-------- Records provided --------

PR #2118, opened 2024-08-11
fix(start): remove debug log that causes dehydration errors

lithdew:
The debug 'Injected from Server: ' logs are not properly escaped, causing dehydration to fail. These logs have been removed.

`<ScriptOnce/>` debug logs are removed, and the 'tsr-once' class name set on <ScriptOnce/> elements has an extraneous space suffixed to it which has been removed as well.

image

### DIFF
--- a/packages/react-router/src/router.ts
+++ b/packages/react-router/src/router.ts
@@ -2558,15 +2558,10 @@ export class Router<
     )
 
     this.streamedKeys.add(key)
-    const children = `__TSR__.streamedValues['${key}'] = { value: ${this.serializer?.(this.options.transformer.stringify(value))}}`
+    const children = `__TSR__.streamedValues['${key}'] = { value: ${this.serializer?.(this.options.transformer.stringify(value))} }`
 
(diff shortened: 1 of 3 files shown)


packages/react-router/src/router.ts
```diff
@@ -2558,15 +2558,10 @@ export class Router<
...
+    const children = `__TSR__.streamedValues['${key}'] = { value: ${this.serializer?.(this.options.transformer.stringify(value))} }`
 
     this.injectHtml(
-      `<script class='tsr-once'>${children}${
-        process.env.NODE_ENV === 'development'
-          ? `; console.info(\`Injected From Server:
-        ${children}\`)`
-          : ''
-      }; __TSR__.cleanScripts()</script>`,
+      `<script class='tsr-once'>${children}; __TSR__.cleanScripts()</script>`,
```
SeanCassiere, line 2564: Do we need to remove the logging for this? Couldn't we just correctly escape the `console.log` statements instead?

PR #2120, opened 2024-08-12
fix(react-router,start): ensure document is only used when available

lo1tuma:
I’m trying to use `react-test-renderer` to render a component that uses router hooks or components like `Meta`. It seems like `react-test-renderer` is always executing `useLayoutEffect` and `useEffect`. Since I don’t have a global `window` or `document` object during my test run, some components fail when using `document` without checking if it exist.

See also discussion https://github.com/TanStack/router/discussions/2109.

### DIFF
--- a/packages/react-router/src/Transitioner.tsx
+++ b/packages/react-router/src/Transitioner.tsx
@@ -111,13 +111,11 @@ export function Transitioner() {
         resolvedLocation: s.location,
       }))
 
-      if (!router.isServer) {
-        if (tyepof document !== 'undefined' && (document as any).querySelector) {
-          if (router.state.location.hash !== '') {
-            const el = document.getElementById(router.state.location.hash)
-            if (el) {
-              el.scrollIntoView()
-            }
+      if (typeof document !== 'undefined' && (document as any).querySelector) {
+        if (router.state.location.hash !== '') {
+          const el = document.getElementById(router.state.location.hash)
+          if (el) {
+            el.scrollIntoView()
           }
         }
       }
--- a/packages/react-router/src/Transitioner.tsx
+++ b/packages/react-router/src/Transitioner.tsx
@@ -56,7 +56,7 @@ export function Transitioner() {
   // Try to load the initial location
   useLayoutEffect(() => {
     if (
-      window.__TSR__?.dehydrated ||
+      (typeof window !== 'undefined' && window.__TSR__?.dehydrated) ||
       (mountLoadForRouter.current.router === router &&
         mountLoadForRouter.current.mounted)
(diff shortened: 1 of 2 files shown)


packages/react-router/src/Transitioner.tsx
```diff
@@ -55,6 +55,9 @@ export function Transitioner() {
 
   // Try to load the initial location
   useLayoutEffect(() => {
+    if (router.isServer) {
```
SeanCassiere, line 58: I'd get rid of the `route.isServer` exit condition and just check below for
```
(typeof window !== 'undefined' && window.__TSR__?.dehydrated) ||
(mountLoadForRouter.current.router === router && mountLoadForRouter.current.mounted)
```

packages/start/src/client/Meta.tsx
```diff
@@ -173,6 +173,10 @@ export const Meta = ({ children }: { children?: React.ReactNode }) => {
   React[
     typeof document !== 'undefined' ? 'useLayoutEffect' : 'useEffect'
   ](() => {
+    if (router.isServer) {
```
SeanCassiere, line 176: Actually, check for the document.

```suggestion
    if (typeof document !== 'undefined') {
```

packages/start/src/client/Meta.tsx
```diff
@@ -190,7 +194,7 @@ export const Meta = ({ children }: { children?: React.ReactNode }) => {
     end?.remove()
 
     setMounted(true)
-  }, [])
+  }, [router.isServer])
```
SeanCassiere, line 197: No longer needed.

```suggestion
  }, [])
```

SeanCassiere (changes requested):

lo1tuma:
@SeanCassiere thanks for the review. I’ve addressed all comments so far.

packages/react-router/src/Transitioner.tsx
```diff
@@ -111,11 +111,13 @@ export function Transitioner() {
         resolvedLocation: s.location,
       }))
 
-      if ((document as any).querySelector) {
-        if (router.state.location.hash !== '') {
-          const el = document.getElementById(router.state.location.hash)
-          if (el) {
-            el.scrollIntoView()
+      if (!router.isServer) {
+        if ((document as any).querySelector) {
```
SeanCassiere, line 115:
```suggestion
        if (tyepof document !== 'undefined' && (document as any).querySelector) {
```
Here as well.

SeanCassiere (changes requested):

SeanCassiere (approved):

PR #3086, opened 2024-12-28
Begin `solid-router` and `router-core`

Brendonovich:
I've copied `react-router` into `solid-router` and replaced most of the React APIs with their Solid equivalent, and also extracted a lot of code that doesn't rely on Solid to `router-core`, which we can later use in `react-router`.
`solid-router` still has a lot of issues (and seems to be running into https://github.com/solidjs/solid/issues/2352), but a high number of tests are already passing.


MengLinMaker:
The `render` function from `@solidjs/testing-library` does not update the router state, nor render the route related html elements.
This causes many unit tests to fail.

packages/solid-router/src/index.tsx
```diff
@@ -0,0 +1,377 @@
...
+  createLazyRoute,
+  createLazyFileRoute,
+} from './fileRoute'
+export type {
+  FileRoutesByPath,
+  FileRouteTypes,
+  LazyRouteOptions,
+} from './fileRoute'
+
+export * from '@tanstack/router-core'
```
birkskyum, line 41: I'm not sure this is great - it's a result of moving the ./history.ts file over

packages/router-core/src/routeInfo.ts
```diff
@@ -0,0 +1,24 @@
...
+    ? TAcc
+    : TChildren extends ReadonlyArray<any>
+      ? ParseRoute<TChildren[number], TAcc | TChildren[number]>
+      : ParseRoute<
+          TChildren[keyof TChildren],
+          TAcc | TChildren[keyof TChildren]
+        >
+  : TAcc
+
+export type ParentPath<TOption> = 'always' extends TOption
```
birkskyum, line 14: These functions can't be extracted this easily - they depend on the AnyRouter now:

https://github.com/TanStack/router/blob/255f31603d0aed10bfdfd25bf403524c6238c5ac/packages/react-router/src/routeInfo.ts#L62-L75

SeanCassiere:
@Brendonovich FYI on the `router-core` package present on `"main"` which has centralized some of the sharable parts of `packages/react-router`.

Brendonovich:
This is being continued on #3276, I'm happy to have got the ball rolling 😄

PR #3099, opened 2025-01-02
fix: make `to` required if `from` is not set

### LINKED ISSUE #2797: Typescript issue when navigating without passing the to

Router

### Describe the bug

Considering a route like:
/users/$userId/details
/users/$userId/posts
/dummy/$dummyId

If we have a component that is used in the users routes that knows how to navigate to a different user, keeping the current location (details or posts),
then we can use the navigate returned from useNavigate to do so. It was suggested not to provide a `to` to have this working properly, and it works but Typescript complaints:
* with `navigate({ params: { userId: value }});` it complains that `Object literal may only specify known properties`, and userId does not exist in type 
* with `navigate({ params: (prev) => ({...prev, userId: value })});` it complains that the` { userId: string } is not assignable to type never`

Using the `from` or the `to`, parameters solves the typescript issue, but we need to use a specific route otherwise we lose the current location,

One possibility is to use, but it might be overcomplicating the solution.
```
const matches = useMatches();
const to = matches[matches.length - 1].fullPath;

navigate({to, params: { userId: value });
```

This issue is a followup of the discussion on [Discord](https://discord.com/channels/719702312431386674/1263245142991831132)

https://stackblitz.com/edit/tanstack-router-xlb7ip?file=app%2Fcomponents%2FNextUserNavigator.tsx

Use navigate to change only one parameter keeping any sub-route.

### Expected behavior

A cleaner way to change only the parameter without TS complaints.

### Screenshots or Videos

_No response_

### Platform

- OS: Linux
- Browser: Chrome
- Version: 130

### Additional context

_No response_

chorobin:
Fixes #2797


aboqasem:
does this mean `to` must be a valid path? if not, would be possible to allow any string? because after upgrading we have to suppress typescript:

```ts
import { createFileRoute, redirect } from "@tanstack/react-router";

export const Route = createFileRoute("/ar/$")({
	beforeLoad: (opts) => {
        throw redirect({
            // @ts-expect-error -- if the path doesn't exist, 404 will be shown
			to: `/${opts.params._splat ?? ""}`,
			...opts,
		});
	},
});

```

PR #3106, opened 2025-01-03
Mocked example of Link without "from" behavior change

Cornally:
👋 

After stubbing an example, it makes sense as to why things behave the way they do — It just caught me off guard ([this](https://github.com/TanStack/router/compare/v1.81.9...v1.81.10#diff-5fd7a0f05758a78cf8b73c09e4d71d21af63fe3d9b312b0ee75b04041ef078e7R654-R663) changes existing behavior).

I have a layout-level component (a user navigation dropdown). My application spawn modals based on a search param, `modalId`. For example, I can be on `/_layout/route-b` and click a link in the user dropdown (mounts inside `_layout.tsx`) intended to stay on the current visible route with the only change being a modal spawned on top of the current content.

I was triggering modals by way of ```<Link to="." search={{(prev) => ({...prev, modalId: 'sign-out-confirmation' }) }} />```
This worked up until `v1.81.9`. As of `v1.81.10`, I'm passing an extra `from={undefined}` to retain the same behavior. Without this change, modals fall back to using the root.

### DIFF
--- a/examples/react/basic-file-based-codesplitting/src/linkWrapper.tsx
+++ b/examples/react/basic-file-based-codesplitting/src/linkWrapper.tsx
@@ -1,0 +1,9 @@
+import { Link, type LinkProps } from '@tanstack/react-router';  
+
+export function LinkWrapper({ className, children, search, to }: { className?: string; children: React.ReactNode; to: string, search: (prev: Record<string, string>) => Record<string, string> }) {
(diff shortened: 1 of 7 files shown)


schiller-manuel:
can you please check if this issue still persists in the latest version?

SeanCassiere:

--------

### What you should do
Count the lines of the material that include the word "opened", then state only the total.

### Solved problem
5